Hate, I can handle. The problem was, my friend was right. He pointed out a fundamental flaw in the concept of the book–and that flaw was fatal. I had no idea how to fix it. I didn’t think it could be fixed.

I panicked. I lost all perspective. I forgot that I had written The War of Art. I forgot that I had read The War of Art. I freaked. I went into an emotional tailspin that took months to pull out of.

There’s a story of the great Theban general, Epaminondas, who was the first commander ever to beat the Spartans—at Leuctra in 371 B.C. On the eve of battle, Epaminondas called his warriors together and told them that he could guarantee victory tomorrow if they would obey just one command of his, when he issued it. The soldiers of course clamored Yes, yes, tell us what you want. “When you hear my trumpet tomorrow,” said Epaminondas, “give me one more foot. Do you understand? Summon your strength and push the foe back, just one foot.”
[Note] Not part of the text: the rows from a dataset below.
PR #934, opened 2019-06-27
Accept unknown kwargs in taurus mixin class constructors

cpascual:
BaseConfigurableClass, TaurusBaseComponent, TaurusBaseWidget and TaurusBaseWritableWidget are used as mixin classes, mostly with QtObject-derived classes.

In order to support cooperative multiple inheritance with the super() statement, they need to be able to accept unknown kwargs in their constructors. 
See: https://www.riverbankcomputing.com/static/Docs/PyQt5/multiinheritance.html

This allows the following pattern:

```python
class Foo(QObject, TaurusBaseComponent):
    def __init__(self, bar=None, **kwargs):
        super(Foo, self).__init__(**kwargs)  # <- py2+py3
        # super().__init__(**kwargs)  # <- py3 only

        self.bar = bar
```

### DIFF
--- a/lib/taurus/qt/qtcore/configuration/configuration.py
+++ b/lib/taurus/qt/qtcore/configuration/configuration.py
@@ -137,7 +137,7 @@ class BaseConfigurableClass(object):
     # the latest element of this list is considered the current version
     _supportedConfigVersions = ("__UNVERSIONED__",)
 
-    def __init__(self):
+    def __init__(self, **kwargs):
         self.resetConfigurableItems()
 
     @staticmethod
--- a/lib/taurus/qt/qtgui/base/taurusbase.py
+++ b/lib/taurus/qt/qtgui/base/taurusbase.py
@@ -110,7 +110,7 @@ class TaurusBaseComponent(TaurusListener, BaseConfigurableClass):
 
     taurusEvent = baseSignal('taurusEvent', object, object, object)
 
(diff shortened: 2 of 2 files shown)


cmft:
I reviewed the code. It seems ok for me

stanislaw55:
Hi,
AFAICS, best practises and my experience says that Taurus derived widgets should call parent's `__init__` method directly, not by `super`. 

Does this change make it possible to call parent's `__init__` method with `super` safely?

cpascual:
> AFAICS, best practises and my experience says that Taurus derived widgets should call parent's __init__ method directly, not by super.


You are right in that we always recommended calling the parent constructors explicitly in the case of "taurifying" a QtWidget. We have kept this criterion even when PyQt  recommends using super().

> Does this change make it possible to call parent's __init__ method with super safely?

The change makes it possible, but at this moment I do not feel confident enough to guarantee safety or to revert our general recommendation and favour super instead. However,  I've personally identified some particular situations (mostly working with PyQtGraph) in which using super() was more convenient and they are the reason for proposing this PR: to open the door to experiment with super in some specific cases (but without making it the recommended general solution yet).

stanislaw55:
Thanks for explanation.
Great to hear that experimentation is possible now.

tiagocoutinho:
LGTM

PR #940, opened 2019-07-02
Extra config options

stanislaw55:
Summary of changes:
 - add possibility to specify icon in `PanelDescription` (was possible only trough `createPanel` only)
 - add possibility to specify `modelInConfig`, `modifiableByUser` and `formatter` in both `PanelDescription` and `createPanel` method
 - add possibility to pass extra configuration options in form of keyword arguments to `PanelDescription` constructor. It widget has attribute named like passed argument name, its value is set to value passed by keyword argument value.


cpascual:
Hi @stanislaw55 , thanks for the contribution!

In order to understand the purpose of the PR, can you please give some context? (e.g. what use do you have in mind for the new arguments?

stanislaw55:
Hi,
those already present Taurus configuration options (`icon`, `modelInConfig`, `modifiableByUser` and `formatter`) I found missing in configuration file (.py or .xml). Honestly, I do not know if this was desing decision or not but in few applications it was useful to have them configured. The workaround was to use `defaultFactorySettingsFile` (i. e. `default.ini`) but in my opinion it looks very put configuration of different options in two different places.

About extra configuration options: it is fragile concept but powerful one. In many applications, I found myself following this approach: create one abstract/general widget with all logic required but missing some configuration steering this logic. Then, create few specialized widgets inheriting from the abstract/general one with no logic, just static variables filling role of configuration. This was quite common technique applied by me but it seems inappropriate (mixing configuration and logic in source code). But giving possibility to provide extra options in `PanelDescription`, I would avoid this pattern. 

Also, I believe that this changes will be helpful for other developers using Taurus as this extends possibilities of configuration. 

Another thing is that those changes are extension, so not impacting others not using these features.

The last but not the least, this PR is IMO ready for merge from *technical* point of view but I'm not sure if the *approach* taken to implement those changes is correct. Looking for feedback about that.

cpascual:
Thanks @stanislaw55 for the explanation.

IMHO the changes are justified. I'll come back with comments about implementation when I get some time to review (right now I am busy with sardana and the Jul19 release of Taurus). Speaking of which... is it important for you to get this PR included in the Jul19 release? or is it ok if we integrate it after the release? (we are a bit tight on time)

stanislaw55:
Hi,
no need to rush with merging, better late then buggy, as one would say.

cpascual:
Hi, I finally managed to test this and review the implementation.

As I said, I think that the objectives of this PR are justified, but I am not too sure about some implementation details. I'll write my concerns as comments to the code

lib/taurus/qt/qtgui/taurusgui/taurusgui.py
```diff
@@ -665,6 +669,11 @@ def createPanel(self, widget, name, floating=False, registerconfig=True, custom=
             self.info('Panel with name "%s" already exists. Reusing.' % name)
             return self.__panels[name]
 
+        if isinstance(widget, TaurusBaseComponent):
+            widget.setModifiableByUser(modifiablebyuser)
```
cpascual: Even if we disregard my previous comment about these options not belonging to `createPanel`, note that this implementation would break things in the case of widgets that are implemented with customized values of the affected properties (e.g., the `TaurusTrend2DDialog` is implemented with `modifiableByUser=True` by default, but with this implementation it would be set to False). 
IMHO, `createPanel()` should respect the widget's defaults at least unless explicitly overriden.

lib/taurus/qt/qtgui/taurusgui/utils.py
```diff
@@ -397,11 +413,19 @@ def fromPanel(panel):
         else:
             # ignore other "model" attributes (they are not from Taurus)
             model = None
+        icon = panel.icon
+        model_in_config = panel.model_in_config
+        modifiable_by_user = panel.modifiablebyuser
+        formatter = panel.formatter
```
cpascual: I think that the `formatter` that makes sense to store is `panel.widget.formatter`, not `panel.formatter`

Also note that the members of the panel description should be serializable in order to be able to store them as xml. In the case of the formatter, it could be a string, but it could also be a *function*. In the latter case, some conversion would be needed to serialize it as a string.

lib/taurus/qt/qtgui/taurusgui/utils.py
```diff
@@ -365,7 +365,23 @@ class PanelDescription(TaurusGuiComponentDescription):
...
+
+        Additionally, extra configuration options can be passed in constructor as key word arguments.
+        Proper widget attributes will be set to corresponding values
+        """
         self.instrumentkey = kwargs.pop('instrumentkey', None)
+        self.icon = kwargs.pop("icon", None)
+        self.model_in_config = kwargs.pop("modelinconfig", False)
+        self.modifiable_by_user = kwargs.pop("modifiablebyuser", False)
+        self.formatter = kwargs.pop("formatter", 'taurus.qt.qtgui.base.taurusbase.defaultFormatter')
+        self.extra_config = kwargs
```
cpascual: In this proposed implementation, `extra_config` (which refers to widget attributes/properties to be set) is obtained implicitly as whatever kwargs not explicitly consumed in the `__init__`. In my experience it is better to require the caller to be explicit (e.g., by calling the constructor as `PanelDescriptor(icon=..., widget_properties={"foo"=1,"bar":2})`.

While the implicit version is more concise, it also becomes a PITA to maintain (think of refactorings, deprecations, etc.)

lib/taurus/qt/qtgui/taurusgui/taurusgui.py
stanislaw55: Indeed, default values should be respected if no overriding values are provided in PanelDescription.

lib/taurus/qt/qtgui/taurusgui/taurusgui.py
```diff
@@ -629,7 +629,8 @@ def removePanel(self, name=None):
         self.debug('Panel "%s" removed' % name)
 
     def createPanel(self, widget, name, floating=False, registerconfig=True, custom=False,
-                    permanent=False, icon=None, instrumentkey=None):
+                    permanent=False, icon=None, instrumentkey=None, modelinconfig=False,
```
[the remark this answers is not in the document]
stanislaw55: I mixed up panel from TaurusGui and PanelDescription too much.
I'll change to storing those settings only in PanelDescription and applying in `TaurusGui._loadCustomPanels`

lib/taurus/qt/qtgui/taurusgui/utils.py
stanislaw55: I trust your experience. Will change.

I think `widget_properties` is better (more descriptive) name for these options

lib/taurus/qt/qtgui/taurusgui/utils.py
stanislaw55: Actually name `formatter` is not the best one for what I wanted to achieve. More descriptive would be `widget_formatter`. I've accidentally use wrong attribute of `PanelDescription` but now name is changed so name conflict is resolved.

lib/taurus/qt/qtgui/taurusgui/taurusgui.py
```diff
@@ -833,9 +833,6 @@ def createCustomPanel(self, paneldesc=None):
             w.setCustomWidgetMap(self.getCustomWidgetMap())
         if paneldesc.model is not None:
             w.setModel(paneldesc.model)
-        if isinstance(w, TaurusBaseComponent):
```
cpascual: Removing this would break applications that rely on the user to be able to modify the custom widgets after creation. For example, consider the following pretty common use case: a user clicks on "Panel-->New Panel --> selects a TaurusForm and gives it a name -->accepts the dialog --> attempts to drag and drop values from other forms.

cpascual: I am preparing some modifications to the code and I'll take care of this, so do not act on this for now.

cpascual:
Hi, I did some more review and modified the code myself with some suggestions, but it seems that I cannot push to the PR of this branch directly, so instead I proposed the changes as a PR to *your PR*:
https://github.com/synchrotron-solaris/taurus/pull/3 
please review and merge it so that we can continue with the integration here

cpascual:
Travis builds fail for py2qt4, but it is an unrelated SIGSEV issue. So I am merging.

Thanks @stanislaw55 for your work and your patience!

The battle came. The two phalanxes locked up, shield against shield, in the center of the battlefield. Both sides were heaving and pushing, seeking to gain the advantage. Epaminondas watched and waited. Endless minutes passed. The warriors’ legs were cramping, their knees gave out, but still both sides shoved and strained against each other, trying to break their opponent’s will. Finally the moment of supreme exhaustion came. Epaminondas sounded the trumpet. His warriors remembered their promise of the night before; they summoned their final reserves of strength and pushed back the Spartans just one foot. That did it. The enemy ranks broke. The battle was won.

The point of the story is that each of us, as artistic and entrepreneurial warriors, must wade into battle knowing that the moment will come when total defeat is staring us in the face. It happens on every project. A movie, a record album, a new business, a philanthropic enterprise … at some point our funding will vanish, our star will run off to Argentina, our software will crash, the whole shooting match will go up in flames.

On The Profession I forgot. I wasn’t ready. When the fatal moment came, it was the enemy who was pushing me back. I was the one throwing away my spear and shield and running for the hills.

The Marines have a mantra for moments like this: “Work the problem.” I was too flipped to do that. I couldn’t take my own advice. I acted like an amateur, not a pro. I forgot everything.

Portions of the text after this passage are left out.